• **Records provided**
↓↓↓
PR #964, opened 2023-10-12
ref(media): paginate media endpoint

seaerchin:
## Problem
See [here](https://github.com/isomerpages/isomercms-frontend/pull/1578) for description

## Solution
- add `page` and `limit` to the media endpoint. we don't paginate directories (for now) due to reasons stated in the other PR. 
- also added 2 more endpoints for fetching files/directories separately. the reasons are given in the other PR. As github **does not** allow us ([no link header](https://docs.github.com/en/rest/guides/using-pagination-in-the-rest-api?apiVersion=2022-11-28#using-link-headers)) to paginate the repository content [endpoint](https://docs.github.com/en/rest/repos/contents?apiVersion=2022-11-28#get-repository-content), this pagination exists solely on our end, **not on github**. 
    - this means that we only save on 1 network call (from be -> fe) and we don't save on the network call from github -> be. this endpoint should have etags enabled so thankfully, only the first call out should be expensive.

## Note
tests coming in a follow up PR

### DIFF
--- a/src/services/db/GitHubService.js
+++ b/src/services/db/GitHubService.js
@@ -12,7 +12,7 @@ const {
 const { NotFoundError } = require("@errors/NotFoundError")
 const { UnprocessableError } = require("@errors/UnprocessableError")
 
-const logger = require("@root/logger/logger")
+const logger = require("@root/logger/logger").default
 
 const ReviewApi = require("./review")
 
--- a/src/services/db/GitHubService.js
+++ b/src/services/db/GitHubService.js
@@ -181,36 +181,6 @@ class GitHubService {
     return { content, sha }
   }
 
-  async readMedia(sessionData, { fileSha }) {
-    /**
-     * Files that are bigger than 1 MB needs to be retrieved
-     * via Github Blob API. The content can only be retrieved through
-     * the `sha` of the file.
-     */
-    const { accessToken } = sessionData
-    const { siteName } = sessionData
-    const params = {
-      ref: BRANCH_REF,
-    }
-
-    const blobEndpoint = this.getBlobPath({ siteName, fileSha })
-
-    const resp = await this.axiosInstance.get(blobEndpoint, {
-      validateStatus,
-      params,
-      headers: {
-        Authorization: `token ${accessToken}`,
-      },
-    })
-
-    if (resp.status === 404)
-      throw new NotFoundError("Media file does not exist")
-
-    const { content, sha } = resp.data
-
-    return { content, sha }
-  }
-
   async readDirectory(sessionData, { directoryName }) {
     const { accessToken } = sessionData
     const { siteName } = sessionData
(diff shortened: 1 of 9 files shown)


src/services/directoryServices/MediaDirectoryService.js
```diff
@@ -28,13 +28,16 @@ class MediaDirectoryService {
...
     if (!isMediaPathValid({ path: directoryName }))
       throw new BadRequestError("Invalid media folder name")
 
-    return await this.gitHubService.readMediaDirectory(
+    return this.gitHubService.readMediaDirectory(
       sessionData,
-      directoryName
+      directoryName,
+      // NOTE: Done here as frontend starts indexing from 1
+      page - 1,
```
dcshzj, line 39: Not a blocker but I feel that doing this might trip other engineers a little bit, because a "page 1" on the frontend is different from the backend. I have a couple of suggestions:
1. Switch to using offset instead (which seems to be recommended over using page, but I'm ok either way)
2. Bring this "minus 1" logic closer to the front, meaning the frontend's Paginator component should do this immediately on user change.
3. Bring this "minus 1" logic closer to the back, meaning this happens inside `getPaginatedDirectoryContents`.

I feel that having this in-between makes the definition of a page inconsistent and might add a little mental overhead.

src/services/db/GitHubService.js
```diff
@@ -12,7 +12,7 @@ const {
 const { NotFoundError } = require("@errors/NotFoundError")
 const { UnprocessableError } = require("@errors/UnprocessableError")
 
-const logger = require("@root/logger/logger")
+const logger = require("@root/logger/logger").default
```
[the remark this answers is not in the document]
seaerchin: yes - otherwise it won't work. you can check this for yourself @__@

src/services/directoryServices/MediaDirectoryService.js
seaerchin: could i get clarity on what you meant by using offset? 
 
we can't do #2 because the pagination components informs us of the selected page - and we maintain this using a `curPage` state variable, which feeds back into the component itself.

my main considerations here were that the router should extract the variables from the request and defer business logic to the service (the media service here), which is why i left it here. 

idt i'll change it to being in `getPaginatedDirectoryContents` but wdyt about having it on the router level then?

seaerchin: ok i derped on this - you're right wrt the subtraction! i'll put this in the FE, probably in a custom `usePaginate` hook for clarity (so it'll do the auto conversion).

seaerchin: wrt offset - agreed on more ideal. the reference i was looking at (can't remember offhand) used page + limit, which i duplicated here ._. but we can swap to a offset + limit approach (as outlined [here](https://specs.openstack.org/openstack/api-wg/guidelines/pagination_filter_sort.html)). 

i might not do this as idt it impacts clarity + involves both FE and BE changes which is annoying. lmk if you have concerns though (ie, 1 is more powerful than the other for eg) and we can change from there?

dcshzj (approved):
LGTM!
↑↑↑
• **Exercise**
Among the entries above, how many lines contain the string "does"? Only the number should be given.

• **Answer area**
2